Available data ::
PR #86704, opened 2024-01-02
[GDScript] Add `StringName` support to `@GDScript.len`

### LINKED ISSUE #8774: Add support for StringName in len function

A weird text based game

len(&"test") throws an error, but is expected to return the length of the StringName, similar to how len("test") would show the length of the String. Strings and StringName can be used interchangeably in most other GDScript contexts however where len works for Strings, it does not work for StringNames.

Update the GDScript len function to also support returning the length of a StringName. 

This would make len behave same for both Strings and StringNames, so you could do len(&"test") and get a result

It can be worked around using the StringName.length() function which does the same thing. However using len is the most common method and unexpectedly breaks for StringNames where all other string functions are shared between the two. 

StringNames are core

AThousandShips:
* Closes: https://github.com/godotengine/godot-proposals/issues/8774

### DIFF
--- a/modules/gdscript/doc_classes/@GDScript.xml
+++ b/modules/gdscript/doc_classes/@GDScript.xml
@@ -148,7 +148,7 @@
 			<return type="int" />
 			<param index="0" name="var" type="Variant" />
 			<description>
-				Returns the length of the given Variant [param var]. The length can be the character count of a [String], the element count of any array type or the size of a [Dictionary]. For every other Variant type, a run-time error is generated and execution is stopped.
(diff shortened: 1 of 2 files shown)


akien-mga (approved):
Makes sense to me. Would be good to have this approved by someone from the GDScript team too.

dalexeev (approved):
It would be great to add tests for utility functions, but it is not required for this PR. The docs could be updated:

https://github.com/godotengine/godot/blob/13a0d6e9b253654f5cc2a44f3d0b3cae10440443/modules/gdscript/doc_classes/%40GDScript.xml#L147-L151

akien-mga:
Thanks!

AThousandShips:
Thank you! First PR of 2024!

---

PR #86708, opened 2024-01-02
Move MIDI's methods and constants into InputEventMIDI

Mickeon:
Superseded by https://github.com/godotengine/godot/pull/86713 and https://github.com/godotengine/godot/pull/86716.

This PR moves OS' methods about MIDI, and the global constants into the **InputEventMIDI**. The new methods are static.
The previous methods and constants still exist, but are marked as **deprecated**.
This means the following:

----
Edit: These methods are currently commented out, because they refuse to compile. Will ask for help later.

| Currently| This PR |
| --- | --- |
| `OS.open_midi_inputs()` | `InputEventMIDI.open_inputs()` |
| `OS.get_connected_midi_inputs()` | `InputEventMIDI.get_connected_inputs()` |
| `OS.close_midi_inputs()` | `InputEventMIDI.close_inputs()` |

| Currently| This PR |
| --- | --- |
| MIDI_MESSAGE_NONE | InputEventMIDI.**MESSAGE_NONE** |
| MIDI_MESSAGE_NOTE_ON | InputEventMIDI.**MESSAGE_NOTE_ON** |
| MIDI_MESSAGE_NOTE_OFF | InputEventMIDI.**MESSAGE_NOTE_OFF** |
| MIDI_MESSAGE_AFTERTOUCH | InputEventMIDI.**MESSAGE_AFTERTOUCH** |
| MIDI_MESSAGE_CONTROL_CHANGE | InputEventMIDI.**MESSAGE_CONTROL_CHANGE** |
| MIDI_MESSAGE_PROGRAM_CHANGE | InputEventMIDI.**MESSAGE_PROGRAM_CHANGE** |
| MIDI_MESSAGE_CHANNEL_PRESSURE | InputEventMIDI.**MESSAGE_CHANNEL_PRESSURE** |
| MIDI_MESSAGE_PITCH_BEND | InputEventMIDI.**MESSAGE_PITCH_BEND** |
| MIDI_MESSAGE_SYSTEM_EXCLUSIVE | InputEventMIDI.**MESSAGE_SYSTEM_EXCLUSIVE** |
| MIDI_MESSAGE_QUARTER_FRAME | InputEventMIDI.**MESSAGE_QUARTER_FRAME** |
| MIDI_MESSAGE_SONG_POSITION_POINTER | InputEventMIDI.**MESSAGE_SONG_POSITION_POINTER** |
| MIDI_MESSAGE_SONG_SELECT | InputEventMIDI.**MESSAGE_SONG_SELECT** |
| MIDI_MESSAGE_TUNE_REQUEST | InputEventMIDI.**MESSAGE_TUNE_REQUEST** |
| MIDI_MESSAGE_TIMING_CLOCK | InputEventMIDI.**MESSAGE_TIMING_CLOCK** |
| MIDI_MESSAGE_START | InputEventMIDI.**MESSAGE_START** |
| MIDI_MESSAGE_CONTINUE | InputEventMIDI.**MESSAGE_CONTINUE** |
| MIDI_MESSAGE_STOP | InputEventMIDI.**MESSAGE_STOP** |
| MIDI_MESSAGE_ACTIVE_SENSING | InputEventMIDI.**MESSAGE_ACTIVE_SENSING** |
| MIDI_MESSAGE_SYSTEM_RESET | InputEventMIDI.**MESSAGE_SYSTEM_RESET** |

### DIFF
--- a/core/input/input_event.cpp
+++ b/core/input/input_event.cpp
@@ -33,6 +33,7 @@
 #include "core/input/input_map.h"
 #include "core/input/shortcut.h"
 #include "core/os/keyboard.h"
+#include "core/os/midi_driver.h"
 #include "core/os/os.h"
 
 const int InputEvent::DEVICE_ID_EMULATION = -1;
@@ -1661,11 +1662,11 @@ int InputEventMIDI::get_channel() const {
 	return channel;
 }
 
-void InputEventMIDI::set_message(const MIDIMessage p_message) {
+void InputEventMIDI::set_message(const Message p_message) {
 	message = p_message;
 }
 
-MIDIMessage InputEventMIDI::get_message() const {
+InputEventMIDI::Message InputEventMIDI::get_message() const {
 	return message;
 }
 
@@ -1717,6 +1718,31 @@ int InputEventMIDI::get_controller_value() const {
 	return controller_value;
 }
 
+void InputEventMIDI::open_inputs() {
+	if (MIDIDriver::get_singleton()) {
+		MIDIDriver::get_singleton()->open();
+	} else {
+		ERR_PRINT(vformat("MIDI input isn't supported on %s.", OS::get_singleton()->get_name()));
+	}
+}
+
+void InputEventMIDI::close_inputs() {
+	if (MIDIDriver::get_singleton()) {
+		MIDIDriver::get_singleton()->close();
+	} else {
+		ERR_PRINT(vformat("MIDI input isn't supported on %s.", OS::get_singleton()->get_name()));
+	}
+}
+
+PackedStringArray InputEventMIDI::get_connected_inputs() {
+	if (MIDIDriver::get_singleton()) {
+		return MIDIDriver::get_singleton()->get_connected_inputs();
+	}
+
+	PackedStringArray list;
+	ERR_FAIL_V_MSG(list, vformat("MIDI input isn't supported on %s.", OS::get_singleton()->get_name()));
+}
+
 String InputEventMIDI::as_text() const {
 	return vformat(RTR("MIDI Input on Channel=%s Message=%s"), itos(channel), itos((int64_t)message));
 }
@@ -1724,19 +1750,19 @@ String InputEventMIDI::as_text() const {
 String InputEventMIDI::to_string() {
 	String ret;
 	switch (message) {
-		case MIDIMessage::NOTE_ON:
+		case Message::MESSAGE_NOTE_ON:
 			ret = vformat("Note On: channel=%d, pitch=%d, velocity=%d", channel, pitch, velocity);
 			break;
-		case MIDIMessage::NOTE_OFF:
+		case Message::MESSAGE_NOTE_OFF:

What the exercise asks :: Give the count of lines in the data above that hold the string "type", with no additional words.

Expected answer :: 3